The Venture Capital Drought
Asia’s share of global startup funding has plummeted to just 12% in recent years, while the US dominates with an astonishing 68%. The region’s venture capital space is experiencing a protracted slump, with funding to Southeast Asian tech firms falling by almost 80% between 2022 and 2024. This decline is not simply a matter of supply and demand; investors are wary of investing in markets where lucrative exit opportunities are scarce.
The underdeveloped IPO market in Southeast Asia further exacerbates the issue. Companies often trade below their offer price, making it difficult for investors to recoup their investments. The complexity of markets within Southeast Asia itself also poses a challenge: what works in one country may not apply across the board.
Regulatory Scrutiny and Geopolitics
Regulatory scrutiny and geopolitics are significant push factors driving entrepreneurs out of Asia. Western firms may be hesitant to partner with Chinese startups due to concerns about data sharing and business models. Even for those comfortable working with Chinese companies, navigating the complex web of restrictions and politics in both the US and China is a daunting task – particularly as AI assumes a more strategic role in global competition.
The Silicon Valley Siren Song
The allure of Silicon Valley itself also plays a significant role. Many founders praise its vibrant community, whisper networks, and access to top talent. Sanjil Jain, an Indian founder who relocated to the US in April to build Drift, notes that “pretty much everyone is crazy about building new technologies” – a stark contrast to the more cautious approach often taken by investors in Asia.
A Double-Edged Sword
However, relocation to the US is not without its challenges. Visa requirements can be onerous, with H-1B fees raised from $5,000 to $100,000 last year (although a federal court has since blocked this hike). Achieving proper growth in the US market requires more than just proximity – it demands a deep understanding of local regulations, consumer preferences, and business norms.
Reader Views
- BOBeth O. · barista trainer
The article glosses over the reality that Asia's tech founders aren't just fleeing regulatory headaches and funding droughts - they're also seeking more straightforward market access for their products and services. US expansion can be a costly endeavor, but many Asian startups are willing to absorb those costs in exchange for access to a vast consumer market and the opportunity to compete on level footing with established global players. What's less clear is how these transplanted businesses will adapt to America's notoriously litigious business environment - a factor that could ultimately offset any initial benefits of their US relocation.

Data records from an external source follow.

PR #4930, opened 2026-05-15
chore(dataplanes): implements kri 'protocol' links

johncowen:
Allows us to link by full ~or partial~ KRIs i.e. `href="kri://kri_m_____default_"` etc.

Screenshot 2026-05-15 at 18 50 22

I've only implemented this in the non-legacy DataplaneDetailView labels for now, with an eye to using it everywhere else we use labels (or tags) following merge of this. Currently supported labels are `kuma.io/mesh`, `kuma.io/zone` and `kuma.io/workload`.

~Still a bit TBD, and there is still a little work to come on this PR but I'll add some inlines now to help review.~ I think I've finished on this now, so this is definitely good for a review now. I'd also like to use it to apply to labels on other PRs I've been using (those PRs aren't merged yet)

I thought it was useful to include the link to the original PR for protocol handlers https://github.com/kumahq/kuma-gui/pull/4256

### DIFF
--- a/packages/kuma-gui/src/app/data-planes/views/DataPlaneDetailView.vue
+++ b/packages/kuma-gui/src/app/data-planes/views/DataPlaneDetailView.vue
@@ -238,21 +238,27 @@
                         <dt>{{ t('data-planes.routes.item.labels') }}</dt>
                         <dd>
                           <XLayout
+                            v-for="kumaRe in [/^(.+\.)?kuma\.io\//]"
+                            :key="typeof kumaRe"
                             variant="separated"
                             truncate
                           >
-                            <template
-                              v-for="kumaRe in [/^(.+\.)?kuma\.io\//]"
-                              :key="typeof kumaRe"
+                            <XAction
+                              v-for="[key, value] in labels"
+                              :key="key"
+                              :href="t(`common.kri.labelHrefs.${key.replaceAll('.', '~')}`, {
+                                mesh: props.data.mesh,
+                                zone: props.data.zone,
+                                namespace: props.data.namespace,
+                                name: value,
+                              }, { defaultMessage: '' })"
                             >
                               <XBadge
-                                v-for="[key, value] in labels"
-                                :key="key"
                                 :appearance="kumaRe.test(key) ? 'info' : 'decorative'"
                               >
                                 {{ key }}:{{ value }}
                               </XBadge>
-                            </template>
+                            </XAction>
                           </XLayout>
                         </dd>
                       </div>
--- a/packages/kuma-gui/src/app/kuma/locales/en-us/index.yaml
+++ b/packages/kuma-gui/src/app/kuma/locales/en-us/index.yaml
@@ -1,4 +1,13 @@
 common:
+  kri:
+    shortNames:
+      mesh: m
+      zone: z
+      workload: wl
+    labelHrefs:
+      kuma~io/mesh: kri://kri_m____{name}_
+      kuma~io/zone: kri://kri_z____{name}_
+      kuma~io/workload: kri://kri_wl_{mesh}_{zone}_{namespace}_{name}_
   i18n:
     ignore-error: ""
   product:
--- a/packages/kuma-gui/src/app/service-mesh/index.ts
+++ b/packages/kuma-gui/src/app/service-mesh/index.ts
@@ -3,6 +3,7 @@ import { token } from '@kumahq/container'
 import X from '@kumahq/x'
 import { useLink } from 'vue-router'
 
+import type { Can } from '@/app/application'
 import { services as controlPlanes } from '@/app/control-planes'
 import { services as hostnameGenerators } from '@/app/hostname-generators'
 import { Kri } from '@/app/kuma'
@@ -10,66 +11,41 @@ import { services as me } from '@/app/me'
 import { services as meshes } from '@/app/meshes'
 import { services as zones } from '@/app/zones'
 import type { ServiceDefinition, Token } from '@kumahq/container'
-import type { Router } from 'vue-router'
 
-const findAnchor = (target: HTMLElement) => {
-  // we look for anchors, or any other element that has [data-actionable]
-  const $el = target.tagName.toLowerCase() === 'a' ? target : target.closest('a,[data-actionable]')
-  if($el) {
-    switch(true) {
-      // if its a data-action element we "bubble down" to find a child [data-action]
-      case $el.hasAttribute('data-actionable'):
-        return $el.querySelector('[data-action]')
-      // otherwise we check for rel="x-internal"
-      // which allows us to use vue-router links in our i18n locales files via
-      // <a href="http-link" rel="x-internal" />
-      // and helps us support custom protocols
-      case ($el.getAttribute('rel') ?? '').includes('x-internal'):
-        return $el
-    }
-  }
-  // anything else we do nothing special
-  return null
-}
-const protocolHandler = (router: Router, doc = document) => {
-
-  const base = router.options.history.base
-
-  const listener = (e: Event) => {
-    // if its not a user generated event return
-    // if we ever need this listener to also fire on non-user generated events
-    // we'll have to refine findAnchor and remove this
-    if(!e.isTrusted) {
-      return
-    }
-    const $a = findAnchor(e.target as HTMLElement)
-    if($a) {
-      // anything with x-internal is something for whatever reason we can't/don't want to use RouterLink
-      if (($a.getAttribute('rel') ?? '').includes('x-internal')) {
-        const href = $a.getAttribute('href')
-        if(href) {
-          e.preventDefault()
-          e.stopPropagation()
-          router.push(href.startsWith(base) ? href.substring(base.length) : href)
-        }
-      // anything else
-      } else if('click' in $a && typeof $a.click === 'function') {
-        $a.click()
-      }
-    }
-  }
-  // install
-  doc.body.addEventListener('click', listener)
-
+const protocolHandler = (can: Can) => {
   return (href: string) => {
     const kriProto = 'kri://'
     switch (true) {
       case href.startsWith(kriProto): {
-        const { mesh, name, namespace, shortName } = Kri.fromString(href.substring(kriProto.length))
+        const { mesh, name, zone, namespace, shortName } = Kri.fromString(href.substring(kriProto.length))
         const id = `${name}${namespace !== '' ? `.${namespace}`: '' }`
 
         const to = (() => {
           switch (true) {
+            case shortName === 'm':
+              return {
+                name: 'mesh-detail-view',
+                params: {
+                  mesh: name,
+                },
+              }
+            case shortName === 'z':
+              if(can('use zones')) {
+                return {
+                  name: 'zone-cp-detail-view',
+                  params: {
+                    zone: name,
+                  },
+                }
+              }
+              break
+            case shortName === 'wl':
+              return {
+                name: 'workload-detail-view',
+                params: {
+                  wl: Kri.toString({ shortName, mesh, zone, namespace, name }),
+                },
+              }
             case shortName === 'msvc':
               return {
                 name: 'mesh-service-detail-view',
@@ -113,18 +89,18 @@ export const services = (app: Record<string, Token>): ServiceDefinition[] => {
   return [
     ...me(app),
     [token('service-mesh.plugins'), {
-      service: (i18n, router) => {
+      service: (i18n, can) => {
         return [
           [Kongponents],
           [X, {
             i18n,
-            protocolHandler: protocolHandler(router),
+            protocolHandler: protocolHandler(can),
           }],
         ]
       },
       arguments: [
         app.i18n,
-        app.router,
+        app.can,
       ],
       labels: [
         app.plugins,
--- a/packages/x/src/components/x-action/XAction.vue
+++ b/packages/x/src/components/x-action/XAction.vue
@@ -176,15 +176,83 @@
     </template>
   </template>
 </template>
+<script lang="ts">
+// eslint-disable-next-line import/order
+import SharedPool from '../../utilities/SharedPool'
+// eslint-disable-next-line import/order
+import type { Router , RouteLocationNamedRaw } from 'vue-router'
+
+const findAnchor = (target: HTMLElement) => {
+  // we look for anchors, or any other element that has [data-actionable]
+  const $el = target.tagName.toLowerCase() === 'a' ? target : target.closest('a,[data-actionable]')
+  if($el) {
+    switch(true) {
+      // if its a data-action element we "bubble down" to find a child [data-action]
+      case $el.hasAttribute('data-actionable'):
+        return $el.querySelector('[data-action]')
+      // otherwise we check for rel="x-internal"
+      // which allows us to use vue-router links in our i18n locales files via
+      // <a href="http-link" rel="x-internal" />
+      // and helps us support custom protocols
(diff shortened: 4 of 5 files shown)


packages/kuma-gui/src/app/service-mesh/index.ts
```diff
@@ -3,73 +3,52 @@ import { token } from '@kumahq/container'
...
-          router.push(href.startsWith(base) ? href.substring(base.length) : href)
-        }
-      // anything else
-      } else if('click' in $a && typeof $a.click === 'function') {
-        $a.click()
-      }
-    }
-  }
-  // install
-  doc.body.addEventListener('click', listener)
```
johncowen, line 62: All of this has been moved into XAction, leaving only the specific `kri://` protocol handling as a specific "kuma application" thing

packages/kuma-gui/src/app/service-mesh/index.ts
```diff
@@ -3,73 +3,52 @@ import { token } from '@kumahq/container'
...
+                }
+              }
+              break
+            case shortName === 'wl':
+              return {
+                name: 'workload-detail-view',
+                params: {
+                  wl: Kri.toString({ mesh: mesh || String(params.mesh), zone: zone || 'default', namespace, shortName, name }),
+                },
+              }
```
johncowen, line 48: For the moment we should just add more and more "kri protocol handlers" here as and when we can. If something isn't dealt with here, then the link will not produce a anchor tag.

I'm thinking we could probably somehow make the default for valid KRIs the new generic resource detail page. That way if we get new resources that we don't add handlers for they will just use the generic page.

packages/x/src/components/x-action/XAction.vue
```diff
@@ -176,15 +176,83 @@
     </template>
   </template>
 </template>
+<script lang="ts">
+// eslint-disable-next-line import/order
+import SharedPool from '../../utilities/SharedPool'
+// eslint-disable-next-line import/order
+import type { Router , RouteLocationNamedRaw } from 'vue-router'
```
johncowen, line 183: We really must get rid of the annoying `import/order` rule once and for all, its extremely frustrating and worse than pointless.

packages/x/src/components/x-action/XAction.vue
```diff
@@ -176,15 +176,83 @@
...
+    }
+    case 'acquiring':
+      return item
+    case 'releasing':
+      return item
+    case 'destroying':
+      document.body.removeEventListener('click', item)
+      return item
+  }
+})
```
johncowen, line 246: This is almost just a copy of what was in the `service-mesh/index` file, with added singleton management.

packages/x/src/components/x-action/XAction.vue
```diff
@@ -221,12 +289,16 @@ const group = inject<{
...
+onMounted(() => pool.acquire(router, sym))
+onBeforeUnmount(() => pool.release(router, sym))
+
 const protocolHandler = useProtocolHandler()
 const href = computed(() => props.href.includes('://') ? protocolHandler(props.href) : props.href)
 const target = computed(() => props.href.length > 0 && props.href === href.value ? '_blank' : undefined)
 const rel = computed(() => target.value === '_blank' ? 'noopener noreferrer' : href.value.length > 0 && props.href === href.value ? undefined : 'x-internal')
 
-if(href.value.length > 0 || typeof attrs.onClick === 'function' || props.for || props.to) {
+if(href.value.length > 0 || typeof attrs.onClick === 'function' || props.for || Object.keys(props.to).length) {
```
johncowen, line 301: This is a little bug (one that didn't affect us yet I don't think), similar to another we had recently, in XAction `to` currently defaults to `{}`.

packages/x/src/utilities/SharedPool.ts
```diff
@@ -0,0 +1,55 @@
...
+  }
+
+  destroy() {
+    Array.from(this.pool.entries()).forEach(([key, item]) => {
+      Array.from(item.references).forEach((ref) => {
+        this.release(key, ref)
+      })
+    })
+  }
+}
```
johncowen, line 55: This is "sometimes a little copy/pasta is better than a little dependency". I copied this directly with no changes from `@kumahq/data`.

johncowen (commented):
Notes:

packages/kuma-gui/src/app/data-planes/views/DataPlaneDetailView.vue
```diff
@@ -217,21 +217,22 @@
...
                             >
                               <XBadge
-                                v-for="[key, value] in labels"
-                                :key="key"
                                 :appearance="kumaRe.test(key) ? 'info' : 'decorative'"
                               >
                                 {{ key }}:{{ value }}
                               </XBadge>
-                            </template>
+                            </XAction>
```
johncowen, line 261: The idea here is you need very little code or custom components to do this, and its pretty clear what is happening.

You add an anchor link (XAction), with a href (a KRI href) and it just works.

johncowen:
I put this up last thing last Friday and there were a couple of things I spotted that I wanted to continue on, hence I put it in Draft. But as we are discussing it now I think it'd be best if I take it out of Draft so its clear that I'd like review on this.

Just take into account I might make the odd change still myself.

packages/kuma-gui/src/app/kuma/locales/en-us/index.yaml
```diff
@@ -1,4 +1,12 @@
 common:
+  kri:
+    shortNames:
+      mesh: m
+      zone: z
+    labelHrefs:
+      kuma~io/mesh: kri://kri_m_{name}___{name}_
+      kuma~io/zone: kri://kri_z__{name}__{name}_
```
schogges: On a first glance this looks incorrect to me 🤔 The KRI of a mesh and a zone is only `kri_m____{name}_` and `kri_z____{name}_` (the name is only in the name section).

I will continue to review, but wanted to leave this comment already

packages/x/src/components/x-action/XAction.vue
schogges, line 1: My main question is: Do we need all of this? Since we are already within `XAction` we are controlling here what element is being rendered (`a`-tag, `KButton`, ...) and we don't need to find the anchor first. So I think it would be possible to just add a click-handler to the rendering of `a`-tag:

```vue
<a
  v-else
  ...
  @click="(e) => {
    if(rel?.includes('x-internal')) {
      e.preventDefault()
      e.stopPropagation()
      const base = router.options.history.base
      router.push(href.startsWith(base) ? href.substring(base.length) : href)
    }
  }"
>
```

packages/x/src/utilities/SharedPool.ts
schogges, line 1: If we can do above ☝️ we don't need this either

packages/kuma-gui/src/app/kuma/locales/en-us/index.yaml
johncowen: hmm, yeah maybe I was unsure about this to be honest, I originally had the name only in one place. Let me put it back to just the one place. Do you know where the docs are to explain how a mesh/zone KRI should be?

packages/x/src/components/x-action/XAction.vue
johncowen: - What about for clicks on things that aren't links, but contain the link, i.e. table rows and traffic cards?
- What about for `a` links in the locales files where we can't use `@click`? (see comments in the code)

These are the things that immediately come to mind, but I can only vaguely remember the reasons behind all this code (that I pretty much just moved). Let me know if you have further questions and I can try and dig into the history/try remember a little more.

packages/kuma-gui/src/app/kuma/locales/en-us/index.yaml
schogges: Not sure 🤔 but I see it as it's a scope/context, i.e. a resource in the scope/context of mesh `{name}` has the mesh-section set to the name of the mesh it belongs to.

packages/x/src/components/x-action/XAction.vue
schogges: > * What about for clicks on things that aren't links, but contain the link, i.e. table rows and traffic cards?
> * What about for `a` links in the locales files where we can't use `@click`? (see comments in the code)
> 
> These are the things that immediately come to mind, but I can only vaguely remember the reasons behind all this code (that I pretty much just moved). Let me know if you have further questions and I can try and dig into the history/try remember a little more.

Maybe the moving is the issue then. Would these still work if there was no `XAction` rendered anywhere else on the page, i.e. `onMounted` would never be triggered?

johncowen: I guess for the first one `clicks on things that aren't links, but contain the link`, its for the usecase where there is a XAction inside something else (so a XAction inside a traffic card), so an XAction would be in the page.

I think for the second one, I guess theoretically its possible to have a page with no links in it (take into account _in Kuma_ the main navigation uses XActions), but its a bit of a long shot that we would have a page with no links but we are _also_ using a "locale anchor link". I guess we could improve this a little but I don't think we would ever hit this (and if we did the "bug" would be that the link would still work but it would cause a page refresh). Its not something I'm concerned about making sure we improve here, happy to make an issue though?

schogges: What issue are we trying to solve by moving the code for the listener? If I'm not mistaken it would all still work if we'd leave the stuff where it is? But by moving the code to XAction, even though the chances are very low, we introduce a very minor risk that it might break or there is a regression in the UX.
If the reason for moving the code was about trying to separate the protocol handler from the listener registration, I would argue to put this in a follow-up and think about it separately.

johncowen: Q: What happens when you add event listeners and don't remove them?

packages/kuma-gui/src/app/kuma/locales/en-us/index.yaml
johncowen: I've removed the mesh/zone segments from these bits (mesh and zone) and just used name

packages/x/src/components/x-action/XAction.vue
schogges: They stay until you close the page, which I think is fine if they get only added once and act for the entire app.

schogges: I'm just trying to do the minimum now and separately search for the best way of doing all of this, considering the different approaches and situations.

johncowen: > if they get only added once and act for the entire app.

remember what changed recently elsewhere. If we don't clean up and keep running this code over and over then we'll get a memory leak

> I'm just trying to do the minimum now and separately search for the best way of doing all of this, considering the different approaches and situations.

Yeah totally get you, as I said I pretty much just moved the code and added some cleanup bookkeeping via SharedPool (that I just took as-is from the other place we have this).

There is a small edge case that you pointed out (if we add an anchor into locales and then use that anchor on a page that has no XActions), my thoughts on this are:

- Every page here uses XActions for the main navigation
- Where we don't use our own main navigation, every page I can think of has an XAction. The only page I can think of that doesn't have an XAction is the configuration page, which we only show here in Kuma.
- In order for the un-intentional thing to happen, we need both a local anchor being used on the same page as a page with no XAction.
- If/when that highly unlikely occurrence happens. The "bug" is that if someone clicks the locale based link, they _still_ go to where they were trying to get to, just instead of a HistoryAPI navigation they will get a traditional browser navigation.

All in all I don't think its worth overthinking things (and changing) too much at this stage, but as I said I'm happy to make an issue to cover this if you'd like.

packages/kuma-gui/src/app/kuma/locales/en-us/index.yaml
johncowen: Gonna resolve this one

packages/x/src/components/x-action/XAction.vue
schogges: > > if they get only added once and act for the entire app.
> 
> remember what changed recently elsewhere. If we don't clean up and keep running this code over and over then we'll get a memory leak

Well, that's an argument 👍 although it might have been good to solve this separately, i.e. the `listener` does not need to be a closure and we could control the registration in the lifecycle of the application.

> > I'm just trying to do the minimum now and separately search for the best way of doing all of this, considering the different approaches and situations.
> 
> Yeah totally get you, as I said I pretty much just moved the code and added some cleanup bookkeeping via SharedPool (that I just took as-is from the other place we have this).
> 
> There is a small edge case that you pointed out (if we add an anchor into locales and then use that anchor on a page that has no XActions), my thoughts on this are:
> 
> * Every page here uses XActions for the main navigation
> * Where we don't use our own main navigation, every page I can think of has an XAction. The only page I can think of that doesn't have an XAction is the configuration page, which we only show here in Kuma.
> * In order for the un-intentional thing to happen, we need both a local anchor being used on the same page as a page with no XAction.
> * If/when that highly unlikely occurrence happens. The "bug" is that if someone clicks the locale based link, they _still_ go to where they were trying to get to, just instead of a HistoryAPI navigation they will get a traditional browser navigation.
> 
> All in all I don't think its worth overthinking things (and changing) too much at this stage, but as I said I'm happy to make an issue to cover this if you'd like.

I think that this is still not the best and final solution and therefore it would be great to have an issue to track it.

johncowen: We had a good deal of chat about this and things are a lot clearer now - ideally I should have put something in the description to explain why I'm moving the code I moved here due to the eventListener thing.

End of the day, we are happy to give this PR a final look, but in regards to this conversation we are happy to approve/merge as-is.

We are also going to make an issue as a follow up for a rethink of exactly how we want to deal with linking from labels and such-like with KRIs. Lets make sure we link the issue here also once thats created.

I'm gonna resolve this.

packages/kuma-gui/src/app/service-mesh/index.ts
johncowen: > I'm thinking we could probably somehow make the default for valid KRIs the new generic resource detail page. That way if we get new resources that we don't add handlers for they will just use the generic page.

I would definitely like to do this, but there are a few little issues we would need to change/alter to be able to do this. I would guess this will be outlined in the issue we are going to make for KRI links, but I need to think about it a little more to be sure - I'm also wondering if we should do this for 2.14.

For the moment I'm going to resolve this comment as I'm definitely not going to add any more here. At the moment an incorrect or unsupported KRI "handler" will just not show a link and just use a span instead.

packages/x/src/utilities/SharedPool.ts
johncowen: I'm going to resolve this comment as I think we've dealt with it in the above comment

schogges (approved):
I've created a follow-up to iterate on this: https://github.com/kumahq/kuma-gui/issues/4972

johncowen:
Just to note for this:

(https://github.com/kumahq/kuma-gui/pull/4930#discussion_r3317521572)

> I guess for the first one clicks on things that aren't links, but contain the link, its for the usecase where there is a XAction inside something else (so a XAction inside a traffic card), so an XAction would be in the page.

> I think for the second one, I guess theoretically its possible to have a page with no links in it (take into account in Kuma the main navigation uses XActions), but its a bit of a long shot that we would have a page with no links but we are also using a "locale anchor link". I guess we could improve this a little but I don't think we would ever hit this (and if we did the "bug" would be that the link would still work but it would cause a page refresh). Its not something I'm concerned about making sure we improve here, happy to make an issue though?

I had an idea to solve this edge case also, but we didn't get a chance to try it out. I will give it a go once I get a chance tho. I can't think of why it wouldn't cover all bases including this edge-case.

Gonna go aheead and merge this!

- RVRohan V. · home roaster
The exodus of Asian tech founders to the US is a symptom of a deeper problem: the venture capital market in Asia is stuck in neutral. While regulatory hurdles and fragmented markets are major contributors, I'd argue that the lack of a clear exit strategy for investors is just as significant. Without lucrative IPO options or M&A opportunities, VCs are hesitant to invest in Asian startups. Until this changes, expect more entrepreneurs to flee the region in search of greener pastures – and a more predictable path to profitability.
- TCThe Cafe Desk · editorial
The mass migration of Asian tech founders to the US is being touted as a response to regulatory scrutiny and funding woes, but let's not forget that this is also a case of market prioritization. What's often overlooked in the hype surrounding startup relocation is the uneven playing field created by local business cultures and norms. In Asia, venture capital firms are largely risk-averse, preferring short-term gains over long-term strategic investments. This has led to a dearth of Series B and C funding rounds in Southeast Asia, making it even more challenging for startups to scale globally.